The present invention relates in general to an electrochemical device and a method of manufacturing the same. More particularly, the invention is concerned with an improved method of producing an electrochemical device having a laminar structure which includes an electrochemical cell using a planar solid electrolyte body, and is also concerned with an electrochemical device produced by such an improved method.
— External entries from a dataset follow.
PR #4565, opened 2021-09-09
Blockbase: Add post-meta template part

### LINKED ISSUE #4522: Blockbase: remove unused post meta styling
## Proposal

There are several style rules and files that are aimed at a block with class `.post-meta`. There is no such block used in Blockbase. However, these styles are used in child themes Mayland Blocks and Skatepark. I would argue that these style belong there, not in the parent theme.

Files involved are:
sass/post/_meta.scss
sass/ponyfill.scss (last import)
assets/svg/post-author.svg
assets/svg/post-category.svg
assets/svg/post-date.svg
assets/svg/post-tag.svg (already missing!)

Of course, the child themes in question would need to set up their own version of:

```
	.wp-block-post-author,
	.wp-block-post-date,
	.wp-block-post-tags,
	.wp-block-post-hierarchical-terms {
		display: flex;
		margin-right: calc(2 * var(--wp--custom--margin--baseline) );
	}

	.wp-block-post-author:before,
	.wp-block-post-date:before,
	.wp-block-post-tags:before,
	.wp-block-post-hierarchical-terms:before {
		align-self: center;
		content: '';
		display: inline-block;
		margin-right: calc(0.5 * var(--wp--custom--margin--baseline) );
		height: 16px;
		width: 16px;
		background-color: currentColor;
	}

```

Alternative: fix missing post-tag.svg, fix `.wp-block-post-tags` (should be `.wp-block-post-terms`) and move the scss out of the post-meta class so it will work independently for the Post Author/Date/Categories/Tags blocks that can be added in posts or pages.

mikachan:
This PR adds a post-meta template part to Blockbase.

Screenshot 2021-09-09 at 12 26 52

I've mostly copied the Seedlet Blocks, Mayland Blocks, and Skatepark post-meta. I've used the 'tiny' font size; I did try 'small' as well but I thought 'tiny' probably looked better overall.

@kjellr, I know you mentioned in the original issue that we could maybe just include the post date to start with. Let me know if you think we should use different content - for now, I've gone with: author, date, categories, tags.

We're missing the correct 'post-tag' SVG icon (I think) - I've used an outline version of the 'offer' Material icon, but I think the line thickness is slightly different from the other icons. I'm not sure how we usually create the SVGs, so just pointing out that this one probably needs creating/replacing!

#### Related issue(s):
Closes #4522.


MaggieCabrera:
Blockbase was initially a clone of Blank Canvas, which is a child of Seedlet with a few changes, so I think copying what's on Seedlet blocks should be ok, unless Kjell thinks otherwise

mikachan:
> Blockbase was initially a clone of Blank Canvas, which is a child of Seedlet with a few changes, so I think copying what's on Seedlet blocks should be ok, unless Kjell thinks otherwise

Ok! I've removed the tags as this then matches Seedlet Blocks exactly, but happy to adjust either way.

kjellr:
I think including tags is fine (I'm not sure why Seedlet Blocks doesn't display them? [The original Seedlet does](https://cloudup.com/c4nKFyhe5jc), we just don't use tags on our demo site). You can source the icon [straight from Seedlet](https://github.com/Automattic/themes/blob/1aa5058bcff44951877c2db4f461fd4a46433613/seedlet/classes/class-seedlet-svg-icons.php#L102). 

I'd also remove the separator:

Before|After
---|---
Screen Shot 2021-09-13 at 7 59 28 AM|Screen Shot 2021-09-13 at 7 58 59 AM

Also, in my testing, the comments are showing up really close to this new meta area. Not sure if that's just a bug with my test site? 

Screen Shot 2021-09-13 at 8 00 29 AM

mikachan:
Thanks @kjellr! I've added the post tags back in, copied the post tag SVG over from Seedlet (this looks great, thanks for pointing me in the right direction), and removed the separator.

Seedlet Blocks doesn't include the tags in the post meta template. I could add them here too while I'm working in this area, if you think they should be there?

The comments aren't really close on my local dev, looks like they're inheriting the top margin from this selector: `.wp-site-blocks > * + *` - 

Screenshot 2021-09-13 at 14 21 52

They're using the `--wp--style--block-gap` variable, so I don't know if this is related to a Gutenberg update, or maybe my local version is out of date.. Will have a play with this now.

kjellr:
> Seedlet Blocks doesn't include the tags in the post meta template. I could add them here too while I'm working in this area, if you think they should be there?

Yeah, I think they should be there. Feel free to do it here if you'd like, but it could totally be a separate PR if that's easier.

kjellr:
> The comments aren't really close on my local dev, looks like they're inheriting the top margin from this selector: .wp-site-blocks > * + * -
> They're using the --wp--style--block-gap variable, so I don't know if this is related to a Gutenberg update, or maybe my local version is out of date.. Will have a play with this now.

If we could make this at least `calc(2 * var(--wp--style--block-gap))`, that would be great.

mikachan:
I've updated Seedlet Blocks so the post meta now includes the tags:

Screenshot 2021-09-13 at 16 58 16

And I managed to replicate the lack of spacing above the post comments block (my Gutenberg was out of date). I've added a spacer block above the post comments on Blockbase that's the same height as `calc(2 * var(--wp--style--block-gap))`. I added it as a spacer as all the child themes use a spacer block above the comments, and it also means we don't need to change the CSS for Blockbase and all the children.

Screenshot 2021-09-13 at 17 00 47

This is ready for another review, thanks!

kjellr:
Thanks, @mikachan! Just one minor comment: Can we increase the gap between items to `calc(2 * var(--wp--custom--margin--baseline))` in Blockbase? This helps it match the gap size that Seedlet & Blank Canvas use normally. 

Before|After
---|---
Screen Shot 2021-09-14 at 8 08 56 AM|Screen Shot 2021-09-14 at 8 17 41 AM


After that, I think this is all set for now!

kjellr:
> Can we increase the gap between items...

For what it's worth, I think the theme needs to opt into [the new gap feature](https://href.li/?https://github.com/WordPress/gutenberg/pull/33991) for that to work? I'm not sure how to actually set the gap for the block though. 🤔

danieldudzic:
> > Can we increase the gap between items...
> 
> For what it's worth, I think the theme needs to opt into [the new gap feature](https://href.li/?https://github.com/WordPress/gutenberg/pull/33991) for that to work? I'm not sure how to actually set the gap for the block though. 🤔

So, I have checked the following blocks: `post-author`, `post-date ` and `post-terms` - and they seem to be missing support for `gap` in the core.

If my understanding is correct, gap makes an obvious sense with blocks that will be used in multiple instances together, like `buttons` or `columns`.

With `post-author`, `post-date` and `post-terms` being individual blocks I can see how `gap` might be tricky.

It would almost make sense to have just one block called post meta, and then have different parts inside of the block being `post-author`, `post-date` and `post-terms`. That would make `gap` super useful.

kjellr:
I _think_ you only need gap support on the Group block, right? Since that's the one that has the `flex` style applied to it?

mikachan:
> For what it's worth, I think the theme needs to opt into the new gap feature for that to work?

Thank you! I tried with spacers and then resorted to CSS... but setting `blockGap` to true in theme.json seems to have done the trick. 

I've set the Blockbase gap size to `calc(2 * var(--wp--custom--margin--baseline))`, and then set all the children gap sizes to `var(--wp--custom--gap--vertical)`, as this was the previous value in theme.json. However, `blockGap` wasn't previously enabled, so all the themes were using the default gap size of `0.5em` (which comes from Gutenberg I guess). This means all gap sizes are bigger now - would it be better to set them all to the old default value so there's no change?

Also, I could only seem to get `blockGap` working if it was applied globally (`styles.spacing.blockGap`), and I couldn't get it to work if I tried to set it directly on a block (e.g. `styles.blocks.core/post-meta.spacing.blockGap`). Or I was doing it wrong!

kjellr:
> However, blockGap wasn't previously enabled, so all the themes were using the default gap size of 0.5em (which comes from Gutenberg I guess). This means all gap sizes are bigger now - would it be better to set them all to the old default value so there's no change?

I _think_ it probably makes sense to keep the default size the same for now. I'm not sure how many places that gap property is used, so I think a more conservative approach is warranted here.

mikachan:
Thanks! I've set all of the Blockbase children gap sizes to `0.5em`. Ready for another review.

scruffian:
This now looking a bit odd on Seedlet: 
Screenshot 2021-09-15 at 18 51 04

Could all the children just inherit from Blockbase?

mikachan:
> Could all the children just inherit from Blockbase?

Yeah I think they can. I didn't do this originally as I only tried `var(--wp--custom--gap--vertical)` globally, which looked too big on most themes. I've just changed all themes to use `calc(2 * var(--wp--custom--gap--baseline))`, the same as Blockbase, and this seems to work well across them all. I'm not sure why I didn't try this before, seems like the obvious choice out of the gap sizes! Here's what this is looking like after this change:

Blockbase:

image

Seedlet Blocks:

image

Mayland Blocks:

image

Quadrat:

image

(This doesn't affect Skatepark and Geologist.)

kjellr:
This looks great. One last question: Is it possible to specify a different vertical/horizontal gaps? 

If these meta items wrap, it uses the same horizontal gap for the vertical spacing: 

Screen Shot 2021-09-16 at 7 44 37 AM

I'd prefer if the vertical spacing was half of that: 

Screen Shot 2021-09-16 at 7 44 37 AM

If that's not possible yet, it's ok, and we can merge this as-is for now. Thank you!

mikachan:
> Is it possible to specify a different vertical/horizontal gaps?

From what I can tell, the new blockGap feature only supports one value, and can't yet split out different horizontal and vertical gaps. It looks like there's an ongoing issue for it though: https://github.com/WordPress/gutenberg/issues/34529 (and there's an issue from @scruffian here too: https://github.com/WordPress/gutenberg/issues/34347)

We could set the vertical gap for the post-meta with CSS until this feature is available? Although it looks like it's tricky to overwrite the specific `.wp-container-ID` styles, so it might have to be something like:

```
.post-meta {
	row-gap: var(--wp--custom--gap--baseline) !important;
}
```

kjellr:
Maybe we could set it via CSS just for the post meta?

mikachan:
Yeah I think this works, this is how it looks:

Blockbase:

image

Seedlet Blocks:

image

Mayland Blocks:

image

blockbase/sass/post/_meta.scss
```diff
@@ -1,4 +1,6 @@
 .post-meta {
+	row-gap: var(--wp--custom--gap--baseline) !important;
+
```
kjellr: Might make sense to add a code comment here to explain why we're using `!important`. And we can also probably remove that empty line below.

kjellr (approved):
Left one minor comment, but otherwise I think this is good to go. Thank you! 🙌

blockbase/sass/post/_meta.scss
```diff
@@ -1,4 +1,5 @@
 .post-meta {
+	row-gap: var(--wp--custom--gap--baseline) !important; // !important is needed to override the unique .wp-container-ID classes
```
scruffian, line 4: It would be good to link the GB issue that suggests different vertical and horizontal block gaps, so we can remove this when that gets fixed.

mikachan: Ah yeah good idea, will sort this now

scruffian (approved):
LGTM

There have been known various electrochemical devices using solid electrolyte, for example, oxygen sensors to detect the oxygen concentration of an exhaust gas emitted from internal combustion engines of automotive vehicles. The typical examples of such oxygen sensors include: an oxygen sensor which comprises a tubular body of oxygen-ion conductive solid electrolyte such as zirconia ceramics, and electrodes of platinum or the like provided on both inner and outer surfaces of the tubular solid electrolyte body, and which operates to determine the oxygen concentration according to the principle of an oxygen concentration cell; an oxygen sensor similar to the above, which incorporates a heater which enables the sensor to operate at a relatively low exhaust gas temperature; and a so-called "lean-burn" sensor suitable for detecting the oxygen concentration of an exhaust gas which is produced at lean air-fuel ratios, i.e., an exhaust gas having a larger oxygen content. Also known in the art are electrochemical sensing and pumping devices for detecting or controling hydrogen, nitrogen, carbon dioxide gas, etc.
In such electrochemical devices, solid electrolyte materials have been generally used in the form of a tubular body which has an elongate bore closed at its one end. In recent years, however, it has been attempted to replace the tubular solid electrolyte body with a solid electrolyte body of planar shape, as disclosed in U.S. Pat. No. 4,334,974, in view of relatively low productivity and high cost of manufacture of the solid electrolyte bodies of tubular shape, and from the standpoint of easy assembling of parts with the solid electrolyte body. When such planar solid electrolyte bodies are employed, suitable electrodes are disposed in contact with the surfaces of a layer or layers of solid electrolyte, and the electrolyte layers and other parts are assembled into a laminar structure constituting an electrochemical cell or cells.
In this type of electrochemical device wherein planar or plate-like layers of solid electrolyte are laminated, an electrically insulating porous protective layer of ceramics may be disposed on one side of a planar laminar electrochemical cell to protect a measuring electrode against direct exposure to an external measurement gas, or an electrically insulating layer may be interposed between the other side of the laminar electrochemical cell and a planar electrical heater to heat the cell (more precisely, its detecting portion adjacent the electrodes), in order to electrically insulate the electrical heater. In the case where such a porous protective or insulating layer is disposed on only one side of the electrochemical cell, however, the generally planar electrochemical device tends to warp or buckle due to a difference in shrinkage during firing between the solid electrolyte material of the cell and the ceramic material of the insulating layer. For example, the electrochemical device using such a protective or insulating layer may warp such that the protective or insulating layer is outwardly convex. Thus, the conventional electrochemical device of the type described above suffers a problem of warpage during manufacture.